### TASK DESCRIPTION
For this exercise, copy each line of the records that contains the word "artifactory".

### PROVIDED RECORDS
PR #7831, opened 2016-12-13
libhttpseverywhere 0.2.9 (new formula)

tschoonj:


Formula/libhttpseverywhere.rb
```diff
@@ -0,0 +1,76 @@
...
+    (testpath/"test.c").write <<-EOS.undent
+      #include <httpseverywhere.h>
+
+      int main(int argc, char *argv[]) {
+        GType type = https_everywhere_context_get_type();
+        return 0;
+      }
+    EOS
+    ENV.libxml2
+    gettext = Formula["gettext"]
```
tschoonj: I don't think that would be useful as I cannot loop over them to get the include and link flags.

woodruffw: I was going to suggest that you could with a `map`, but I didn't notice that a few of the include flags had extra directories on the end. My bad!

PR #7849, opened 2016-12-14
artifactory 4.15.0

yogeva:


woodruffw:
Thanks for contributing, @yogeva! For future reference, we prefer that the package name be lowercased in the commit (e.g., `artifactory 4.15.10`).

### TASK SOLUTION
artifactory 4.15.0
Thanks for contributing, @yogeva! For future reference, we prefer that the package name be lowercased in the commit (e.g., `artifactory 4.15.10`).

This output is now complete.